Your task is to transcribe, without alteration, the lines from the top of the material below through the line bearing "Rebased an merged manually into master", inclusive.

*** RECORDS SHOWN ***

PR #7, opened 2017-04-24
Travis CI and Coveralls

ronkorving:
This adds a config file for Travis and integration with coveralls.

### DIFF
--- a/.travis.yml
+++ b/.travis.yml
@@ -1,17 +1,9 @@
 language: node_js
 node_js:
   - 4
+  - 5
   - 6
   - 7
-
-script: npm test
-
-env:
-  global:
-    - NODE_ENV=development
-    - CXX=g++-4.8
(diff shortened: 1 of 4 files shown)


.travis.yml
```diff
@@ -30,6 +17,27 @@ before_install:
   - make install
   - cd ..
 
+script:
```
stelcheck: Can't we paralellize that? https://docs.travis-ci.com/user/customizing-the-build/#Build-Matrix

ronkorving: Yes, but they won't share ZMQ installations. That takes up a lot of time.

ronkorving: Also, it runs coveralls for all versions of Node then, which is a little silly.

But, it *is* a lot more elegant to split it up, so I reverted this.

stelcheck:
Rebased an merged manually into master

PR #14, opened 2017-04-24
Enhances coverage of config and removes a few redundant code paths.

qubyte:
It looked like my patchy old unit tests could use some enhancements, so that's exactly what I did. This is still rather flat and haphazard though, so if you'd prefer testing of methods in different sub-describes then let me know.

### DIFF
--- a/lib/config/Matryoshka/index.js
+++ b/lib/config/Matryoshka/index.js
@@ -140,12 +140,6 @@ Matryoshka.prototype.tunnel = function (path) {
  */
 
 function getRaw(matryoshka) {
-	var isMatryoshka = matryoshka instanceof Matryoshka;
-
-	if (!isMatryoshka) {
-		return matryoshka;
-	}
-
 	if (matryoshka.type === 'object') {
 		var returnObj = {};
 		var keys = Object.keys(matryoshka.value);
@@ -273,10 +267,6 @@ Matryoshka.prototype.copy = function () {
  */
 
 function mergeObjects(a, b) {
-	if (a.type !== 'object' || b.type !== 'object') {
-		throw new TypeError('Arguments must be (non-null, non-array) object containing Matryoshka.');
-	}
-
 	var joinKeys = Object.keys(a.value);
 	var bKeys = Object.keys(b.value);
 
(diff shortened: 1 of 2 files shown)


qubyte:
Not sure what the AppVeyor breakage is about.

qubyte:
0.2%

Really getting stuck into the low hanging fruit. 🤣

qubyte:
By the way... Given that mage is tested on Node 4 and up, what is your policy on supported ES2015 features?

stelcheck:
The Appveyor failure is because you do not have the Appveyor config file  which is in PR #11 right now.

ronkorving:
@qubyte Hey, first of all, thanks for contributing, that's really cool :)

With regards to what language features you can use. You may use most language features the lowest common denominator (Node 4) supports (in fact, it's encouraged), which is quite a lot. I do ask in those cases that you mark the files to `'use strict';`.

What I do want to discourage is using language features "because we can". The reader of the code comes first, performance comes second, clever trickery comes.. well, it's not on the list ;)

ronkorving:
#11 has been merged by the way

qubyte:
I'll rebase on master to fix the appveyor breakage.

Agreed on all counts about usage of features! The reason I ask in this case is because there are a few places which would definitely benefit. For example, this:

```javascript
var joinKeys = Object.keys(a.value);
var bKeys = Object.keys(b.value);

// Add keys from b.value that were not present in a.value;
for (var i = 0; i < bKeys.length; i++) {
	var bKey = bKeys[i];

	if (joinKeys.indexOf(bKey) === -1) {
		joinKeys.push(bKey);
	}
}
```

is more succinctly expressed in a Node 4 and above compatible way as:

```javascript
const aKeys = Object.keys(a.value);
const bKeys = Object.keys(b.value);

// A union of unique keys from a.value and b.value.
const joinKeys = Array.from(new Set(aKeys.concat(bKeys)));
```

I can open a follow-up PR with suggestions soon.

ronkorving:
@qubyte Ah yes, that code is example is rather on the edge for now :) I don't particularly mind that remaining old-style.

qubyte:
I'd go the route of a function to name what's going on there.

qubyte:
Or, given that we don't actually need that to be an array...

```javascript
function mergeObjects(a, b) {
	const aKeys = Object.keys(a.value);
	const bKeys = Object.keys(b.value);
	const joinKeys = new Set(aKeys.concat(bKeys));
	const returnObj = {};

	// Compare each key-by-key.
	for (const key of joinKeys) {
		returnObj[key] = merge(a.value[key], b.value[key]);
	}

	// Make a new matryoshka with the results.
	return new Matryoshka(returnObj, a.source, true);
}
```

qubyte:
Ouch, sorry about that.

ronkorving:
Don't forget 'use strict' at the top of the file (or your const iteration will break on Node 4)

ronkorving:
Superseded by #17

PR #15, opened 2017-04-25
Add support for macOS in travis

### LINKED ISSUE #12: Run Travis tests on MacOS
https://docs.travis-ci.com/user/osx-ci-environment/

ronkorving:
Closes #12

### DIFF
--- a/.travis.yml
+++ b/.travis.yml
@@ -1,3 +1,7 @@
+os:
+  - linux
+  - osx
+
 language: node_js
 node_js:
   - 4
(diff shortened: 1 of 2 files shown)


stelcheck:
Could you also rename the text on the badge from Linux to something like "Linux / macOS", like so:

[Build Status: Linux & macOS](https://travis-ci.org/mage/mage)

stelcheck:
Also (unrelated), a message from coveralls on each commit pushed is a bit loud. Any way we could set this to something more unreasonable, such as sending a message only when coverage goes down?

ronkorving:
It's not just each commit I think. We run coveralls for each Node version! That's one reason why at first, I had travis.yml "scripts" section run all node versions one-by-one.

stelcheck:
We should maybe make a separate job for the coverage then - and even there, I would try to make it so not to get notifications unless we have a drop in coverage. We already have GitHub integrated notification markers when tests are failing, adding an explicit message seems redundant in most cases.

ronkorving:
Drop in coverage beyond 0.5% now constitutes failure. I've turned off messages.

PR #17, opened 2017-04-25
Config node 4 enhancements

qubyte:
Some speculative changes as discussed in #14. This PR supersedes #14 if it is deemed acceptable.

Changes to Matryoshka were done against the old tests. The sole breakage is that Matryoshka can no longer created without using `new`. Since this was unused behaviour I went ahead and used a `class`.

Following those changes, I trashed most of the tests and rewrote them in a more structured way. Hopefully it makes the intended behaviour clearer.


ronkorving:
Very clean, thanks! LGTM

PR #37, opened 2017-05-18
Type definition file driven API doc

stelcheck:
### Todo

 - [x] Port content from the old API documentation to the type definition file

### Description

Requires #5 

This PR introduces Typedoc as our system
for API doc generation. Some refactoring
of the current documentation will be required (example: vault backends
are now in the API doc, but should probably be in the user doc).


stelcheck:
Is anyone seeing value in this? To be honest, after a few months of working with VSCode on MAGE projects, I have to admit I get all the docs I need straight out of my IDE.

Would love to get feedback from developers using other IDEs, so to know whether I should even pursue with this PR.

stelcheck:
Rebased the branch. Once again, would love some opinion on this; do you like how it looks? Do you see any potential issues with this approach?

stelcheck:
Completed the remainder of the work. I consider this ready to review and merge.

stelcheck:
Here you can access the content of this PR: https://stelcheck.github.io/mage/

stelcheck:
Strangely enough, there seems to be a peer dependency issue, only on Node 4 and on Travis 

https://travis-ci.org/mage/mage/jobs/256306990#L2712

stelcheck:
All tests should now be passing. See https://github.com/mage/mage/pull/37/commits/2aa0dc3e491ef3f99bb78c1f5556bda8bde0d407 for more details.

stelcheck:
@AlmirKadric @ultimatezen @christopherobin we really need some feedback on this one before merging, and I would like to merge in a timely fashion. Could you please provide comments/feedback/approval/insults/etc?

ultimatezen:
Small nitpick, but even scrolled all the way to the bottom, the menu highlighting won't hit `Production` (document height is too short?).
image

stelcheck:
@ultimatezen yeah, I think that must be it. Have you also looked at https://stelcheck.github.io/mage/api/index.html? This section is the one which gets entirely revamped by this PR (apologies for not explicitly linking to it).

ultimatezen:
Took a quick look and seems ok to me. Only gripe would be some stuff is harder to find if you don't know where to look. i.e. `State` is in `core`, `time` is on `mage`.

stelcheck:
@ultimatezen Did you notice the search box at the top-right of each page? It is not as visible as I would like it to be, guess I could try to look for/make  a custom template.

ultimatezen:
@stelcheck Noticed it after a bit of searching, but yeah, custom template could be interesting for a future improvement.

AlmirKadric:
Here is my feedback on the 2 doc systems.
I am putting all my thoughts here.
With this being said, whether these get fixed now or later, I will leave it up to you.

The API doc, as a reference looks fine, however:
 - why is mage under the globals as the root? i would try and customize that structure, it look and feel unnatural to use
   have all the subsystems sit there instead
   what they care about is the content of the mage object thus it should be the root, not global
 - Some of the more important classes (like State) are too hard to find
   Does the api doc system support pseudo class pages?
   this will help link some of the content in a more comprehensible way
 - does it support readme sections on larger classes?
   (e.g. the archivist class explanation is way too thin)
   (having to look in 2 places for this information doesn't make sense)
 - does is support localisation?
 - can we not integrate it back into the same format as the user doc?
   (moving between 2 different sites is a bit meh)

The user doc:
 - template wise is nice
 - current content and structure is not really useful for a new user of mage (IMHO)
 - the structure on the left is a bit funky (maybe think about creating a bit more nesting?)
 - the sections of text don't have a nice pretext, so it looks a bit like here is information
   (no context to why it is useful)
   however we can improve this as we improve the content
 - the fact that i have a link pointing to api doc inside the text is weird
   if we cant integrate it the link on the side should open a new page

stelcheck:
> why is mage under the globals as the root? i would try and customize that structure, it look and feel unnatural to use

Already tried, but this is the best I was able to come up with. I agree this is not super great, but we could try to fix this in the future I think.

As for the other comments, I would suggest we address them in later improvements to the doc. For one, I would indeed like to have a more consistent UI style between the user doc and the API doc.

stelcheck:
Was able to address some of the issues; asking around one last time (specifically about the switch to a minimal theme - looks better, but no search box).

AlmirKadric:
looks much better 👍 
lets fix the rest later, we can move the above comments into another issue

PR #38, opened 2017-05-18
Support proper versioning through NPM

ronkorving:
This allows "npm version <version/major/minor/patch>" to do its thing, while generating uptodate docs for the release commit. It also includes a release guide to document the entire release process.

### DIFF
--- a/.npmrc
+++ b/.npmrc
@@ -2,3 +2,5 @@ heading = mage
 progress = false
 loglevel = http
 save-prefix = ""
+message = "Release %s"
+tag-version-prefix = ""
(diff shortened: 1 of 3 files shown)


.npmrc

*** End of RECORDS SHOWN ***

ANSWER TO THIS PROBLEM
PR #7, opened 2017-04-24
Travis CI and Coveralls

ronkorving:
This adds a config file for Travis and integration with coveralls.

### DIFF
--- a/.travis.yml
+++ b/.travis.yml
@@ -1,17 +1,9 @@
 language: node_js
 node_js:
   - 4
+  - 5
   - 6
   - 7
-
-script: npm test
-
-env:
-  global:
-    - NODE_ENV=development
-    - CXX=g++-4.8
(diff shortened: 1 of 4 files shown)


.travis.yml
```diff
@@ -30,6 +17,27 @@ before_install:
   - make install
   - cd ..
 
+script:
```
stelcheck: Can't we paralellize that? https://docs.travis-ci.com/user/customizing-the-build/#Build-Matrix

ronkorving: Yes, but they won't share ZMQ installations. That takes up a lot of time.

ronkorving: Also, it runs coveralls for all versions of Node then, which is a little silly.

But, it *is* a lot more elegant to split it up, so I reverted this.

stelcheck:
Rebased an merged manually into master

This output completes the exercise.